Крепкай такой мужчина и из себя видный, а вод поди-ка ты. Утром его на носилках несли, я в дверь-то и подглядела, да ничего не увидала: простыней закрыли, стало-ть…"
— Вот так, Наташка, все и объяснилось: психические мы, — сказал я. Все просто.
— Все просто, — сказала Наташа глухо. — Сходить с ума от любви — это удел психических. И предчувствовать беду — тоже удел психических. И кричать, зная, что тебя не услышат. И бояться темноты. И поджигать костер, на котором стоишь. И отрубить себе руку, когда не можешь разжать пальцы…
— Ты только держись, — сказал я. — Мне легче будет, если я буду знать, что ты держишься.
— Я продержусь, — сказала она. — Теперь ведь точно знаем, почему и зачем…
Дом напротив нас был весь ярко высвечен закатным солнцем, и окна его пылали, будто плавясь от немыслимого жара, но, ей-богу, никаких предчувствий эта картина у меня тогда не вызвала, была только тоска, одна только тоска, глубокая, бездонная, черная…
— Наташа, — позвал я.
— Я здесь, — сказала она. — И я люблю тебя. Я тебя так давно люблю, что даже не помню, когда начала. Наверное, я всегда любила тебя. Даже когда еще не родилась. И, господи, как долго я тебя искала. И как долго тебя еще ждать…
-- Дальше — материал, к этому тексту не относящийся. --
PR #997, opened 2018-08-02
feat(spin): Adds new command to install spin CLI.

jtk54:
Installs latest version only. Will introduce commands to install from a BOM and from a spin version soon.


halyard-cli/src/main/java/com/netflix/spinnaker/halyard/cli/command/v1/SpinCommand.java
```diff
@@ -0,0 +1,24 @@
+package com.netflix.spinnaker.halyard.cli.command.v1;
```
lwander: Missing header

halyard-web/src/main/java/com/netflix/spinnaker/halyard/controllers/v1/SpinController.java
```diff
@@ -0,0 +1,42 @@
...
+import com.netflix.spinnaker.halyard.core.tasks.v1.DaemonTaskHandler;
+import com.netflix.spinnaker.halyard.deploy.spin.v1.SpinService;
+import org.springframework.beans.factory.annotation.Autowired;
+import org.springframework.web.bind.annotation.RequestMapping;
+import org.springframework.web.bind.annotation.RequestMethod;
+import org.springframework.web.bind.annotation.RestController;
+
+@RestController
+@RequestMapping("/v1/spin")
+public class SpinController {
```
lwander: Should this be "spin" or "install" controller? Esp. if we added the "install" command to fetch other tools in the future

jtk54: The command structure is `hal spin <>`. We came up with three commands yesterday for things we'd need to support for `spin`: `install` (latest) `install --version` and `uninstall|remove`. Do we want to change that to `hal install|uninstall spin`?

halyard-cli/src/main/java/com/netflix/spinnaker/halyard/cli/command/v1/SpinCommand.java
jtk54: Added.

halyard-web/src/main/java/com/netflix/spinnaker/halyard/controllers/v1/SpinController.java
lwander: No I think your approach is better, `hal install...` might confuse people

PR #1551, opened 2020-02-26
config(core): Revert "fix(flags): Revert "config(core): Remove MPTV2 …

louisjimenez:
…UI feature flag (#1510)" (#1530)"

The feature flag for the MPTV2 UI was removed from halyard but had to be reverted since 1.19 had yet to be released. This reverts that revert and will go out with 1.19.


louisjimenez:
Delaying the removal of this flag until Spinnaker 1.21. This will give users more time to migrate to >=1.19 versions of Spinnaker that will have the templates UI on by default. This delay is intended to support users that are on the latest version of Halyard but deploying to Spinnaker <1.19 and want to use Halyard to turn on the UI.

gegulati:
Hi @louisjimenez , Is this feature flag for UI available  in 1.24.2 release ?  Halyard version 1.40.

PR #1554, opened 2020-02-27
feat(codebuild): Add support for static credentials

Kaixiang-AWS:
1. Add an AbstractEditCiCommand class that could be inherited from. For now only codebuild account
command extends this class. There could be more in the future.
2. Mark assume-role and account-id as not required so that the static credentials could be used directly
3. Add an API in halyard daemon to set custom fields for CI providers

Example:
```
codebuild:
  enabled: true
  accessKeyId: 'access-key-id'
  secretAccessKey: 'secret-access-key'
  accounts:
  - name: my-codebuild-account
    accountId: '123456789012'
    assumeRole: role/spinnakerManaged
    region: us-west-2
  - name: my-codebuild-eu-central-1
    accountId: '123456789012'
    assumeRole: role/spinnakerManaged
    region: eu-central-1
  - name: my-codebuild-no-assume-role
    region: us-west-2
```
In the config above, `my-codebuild-account` will use static credentials to assume role `spinnakerManaged` in us-west-2. `my-codebuild-eu-central-1` will use static credentials to assume role `spinnakerManaged` in eu-central-1. `my-codebuild-no-assume-role` will directly use static credentials to call CodeBuild in us-west-2

### DIFF
--- a/docs/commands.md
+++ b/docs/commands.md
@@ -184,6 +184,7 @@
  * [**hal config ci codebuild account get**](#hal-config-ci-codebuild-account-get)
  * [**hal config ci codebuild account list**](#hal-config-ci-codebuild-account-list)
  * [**hal config ci codebuild disable**](#hal-config-ci-codebuild-disable)
+ * [**hal config ci codebuild edit**](#hal-config-ci-codebuild-edit)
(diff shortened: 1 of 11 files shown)


clareliguori:
CodeBuild parts LGTM, but I'd like someone else to review the core halyard class changes as well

Она смотрела на меня потемневшими глазами, и я поцеловал ее — в последний раз. Губы ее были сухие. Губы и глаза. Приближался час наступления темноты.
— Иди, — сказала она. — Теперь иди. Иди и не оглядывайся. И не говори ничего. Я не выдержу больше. Не оглядывайся на меня. Если надо будет — не оглядывайся. Иди.
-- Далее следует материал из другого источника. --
PR #1559, opened 2020-03-03
feat(plugins): add plugins to all services

link108:
Now that PF4J has been introduced to Spinnaker, Halyard should deploy plugin configuration to the individual services. 

Previous discussion on slack: https://spinnakerteam.slack.com/archives/CK9FK4XDF/p1582934543022800

This is dependent on https://github.com/spinnaker/echo/pull/792/files.


halyard-deploy/src/main/java/com/netflix/spinnaker/halyard/deploy/spinnaker/v1/profile/Front50ProfileFactory.java
```diff
@@ -59,8 +59,8 @@ public void setProfile(
       throw new HalException(Problem.Severity.FATAL, "No persistent storage type was configured.");
     }
 
+    Map<String, Object> spinnakerYaml = deploymentConfiguration.getSpinnaker().toMap();
```
ezimanyi: I'm not sure I understand the change in this file...are we now embedding the entire `spinnaker.yml` inside `front50.yml`?

Can you show me an example of what the resulting `front50.yml` looked like before the change and what it looks like after?

halyard-deploy/src/main/java/com/netflix/spinnaker/halyard/deploy/spinnaker/v1/profile/SpringProfileFactory.java
```diff
@@ -41,6 +43,22 @@ protected void setProfile(
 
     profile.appendContents(
         yamlToString(deploymentConfiguration.getName(), profile, spectatorConfig));
+
+    // Front50 contains persistent storage configuration under the spinnaker top level key, so we
+    // add extensibility configuration for Front50 in Front50ProfileFactory
+    if (this.getClass() != Front50ProfileFactory.class) {
```
ezimanyi: Instead of introspecting to figure out what class this is, shouldn't this use an overriden method instead?  In general it's a bad pattern for a parent class to switch on what the implementing class is.

link108: ah, so you're saying to remove this check and update Front50ProfileFactory to override setProfile? That makes sense to me and would be cleaner 👍

ezimanyi: Yes, exactly, or even something `boolean includeExtensibilityConfig()` that defaults to true in the base class but is overriden to false in `Front50` would also work, and this block could check that flag.

halyard-deploy/src/main/java/com/netflix/spinnaker/halyard/deploy/spinnaker/v1/profile/Front50ProfileFactory.java
link108: ah, so this spinnakerYaml is not `spinnaker.yml`, I can update that so its a bit more clear. This is the `spinnaker` top level key in the hal config, eg this is what contains the plugin configuration. 

`front50.yml` currently contains:
```
## WARNING
## This file was autogenerated, and _will_ be overwritten by Halyard.
## Any edits you make here _will_ be lost.

spectator:
  applicationName: ${spring.application.name}
  webEndpoint:
    enabled: false

spinnaker:
  s3:
    bucket:
    ...
  oracle:
    enabled: false
  gcs:
    rootFolder: front50
    enabled: false
  azs:
    enabled: false
  redis:
    host: spin-redis.cam
    port: 6379
    enabled: false

server:
  port: ${services.front50.port:8080}
  address: ${services.front50.host:localhost}

cassandra:
  enabled: false

hystrix:
  command:
    default.execution.isolation.thread.timeoutInMilliseconds: 15000
  threadpool:
    DefaultNotificationDAO:
      coreSize: 25
      maxQueueSize: 100
    DefaultPipelineDAO:
      coreSize: 25
      maxQueueSize: 100
```


After this change, `front50.yml` would look like:
```
## WARNING
## This file was autogenerated, and _will_ be overwritten by Halyard.
## Any edits you make here _will_ be lost.

spectator:
  applicationName: ${spring.application.name}
  webEndpoint:
    enabled: false

spinnaker:
  extensibility:
    plugins:
      pluginA:
         ...
    repositories:
      repositoryA:
        url: https://example.com
    plugins-root-path: /opt/front50/plugins
  s3:
    bucket:
    ...
  oracle:
    enabled: false
  gcs:
    rootFolder: front50
    enabled: false
  azs:
    enabled: false
  redis:
    host: spin-redis.cam
    port: 6379
    enabled: false

server:
  port: ${services.front50.port:8080}
  address: ${services.front50.host:localhost}

cassandra:
  enabled: false

hystrix:
  command:
    default.execution.isolation.thread.timeoutInMilliseconds: 15000
  threadpool:
    DefaultNotificationDAO:
      coreSize: 25
      maxQueueSize: 100
    DefaultPipelineDAO:
      coreSize: 25
      maxQueueSize: 100
```

halyard-deploy/src/main/java/com/netflix/spinnaker/halyard/deploy/spinnaker/v1/profile/SpringProfileFactory.java
link108: I like it!

halyard-deploy/src/main/java/com/netflix/spinnaker/halyard/deploy/spinnaker/v1/profile/Front50ProfileFactory.java
ezimanyi: Oh, I see, this is just because the stuff under `spinnaker` now has more than just persistent stores so you renamed the variable to match what it now contains.  Makes sense!

halyard-deploy/src/main/java/com/netflix/spinnaker/halyard/deploy/spinnaker/v1/profile/SpringProfileFactory.java
```diff
@@ -41,6 +43,24 @@ protected void setProfile(
...
+          "plugins-root-path", "/opt/" + this.getArtifact().toString().toLowerCase() + "/plugins");
+      extensibilityYaml.put("extensibility", extensibilityContents);
+      spinnakerYaml.put("spinnaker", extensibilityYaml);
+
+      profile.appendContents(
+          yamlToString(deploymentConfiguration.getName(), profile, spinnakerYaml));
+    }
+  }
+
+  public Boolean addExtensibilityConfigs() {
```
ezimanyi: I think this can be `protected`.  It should also return a `boolean` instead of a `Boolean` because we never expect it to be null.

ezimanyi:
Looks like the branch doesn't allow modifications from maintainers so neither I nor mergify can merge this.

maggieneterval:
Hey link108 ! I don't have a ton of context on this change but I think it is breaking the builds. I'm seeing Echo fail to start up ([full logs](https://builds.spinnaker.io/job/Validate_BomMultiPlatform/4506/CLOUD_PLATFORM=ec2/artifact/logs/service_logs/echo.log)) with the following exception indicating a duplicate key `spinnaker` in its config:

```
Mar 27 06:38:55 ip-172-31-1-154 echo[21205]:         at com.netflix.spinnaker.echo.Application.main(Application.java:42) [echo-web-2.9.1-20191216151527.jar:2.9.1-20191216151527]
Mar 27 06:38:55 ip-172-31-1-154 echo[21205]: Caused by: org.yaml.snakeyaml.constructor.DuplicateKeyException: while constructing a mapping
Mar 27 06:38:55 ip-172-31-1-154 echo[21205]:  in 'reader', line 5, column 1:
Mar 27 06:38:55 ip-172-31-1-154 echo[21205]:     spectator:
Mar 27 06:38:55 ip-172-31-1-154 echo[21205]:     ^
Mar 27 06:38:55 ip-172-31-1-154 echo[21205]: found duplicate key spinnaker
Mar 27 06:38:55 ip-172-31-1-154 echo[21205]:  in 'reader', line 90, column 1:
Mar 27 06:38:55 ip-172-31-1-154 echo[21205]:     spinnaker:
Mar 27 06:38:55 ip-172-31-1-154 echo[21205]:     ^
Mar 27 06:38:55 ip-172-31-1-154 echo[21205]:         at org.yaml.snakeyaml.constructor.SafeConstructor.processDuplicateKeys(SafeConstructor.java:100) ~[snakeyaml-1.23.jar:na]
```

I see that this PR is in fact putting some stuff under a `spinnaker` key:

`spinnakerYaml.put("spinnaker", extensibilityYaml);`

Any thoughts on this?

ezimanyi:
I think @maggieneterval is correct and this is breaking deploying any version of Spinnaker <= 1.18 with Halyard.  While spinnaker/echo#792 removed the `spinnaker` stanza from the `echo` `halconfig` block, that only affects versions of Spinnaker 1.19+, so anyone who upgrades Halyard won't be able to deploy older versions of Spinnaker.

We'll need to revert this until the plugins team can come up with a plan that retains backwards compatibility.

Где-то били часы. Били медленно, размеренно, с оттяжкой. С тех пор я не выношу боя часов.
…А судьбы свои мы выбираем все-таки сами, выбираем вслепую, наугад, и ничего в них уже не изменишь, и бога нет, чтобы свалить на него ответственность и вину за выбор, и даже пройдя сквозь огонь и выйдя из огня, помним о несказанных словах и о потраченных зря минутах, и о том, что не оглянулся вовремя или, наоборот, не выдержал и оглянулся — как Орфей на пороге ада. Мы осуждены на память, и в этом наше проклятие и наша гордость.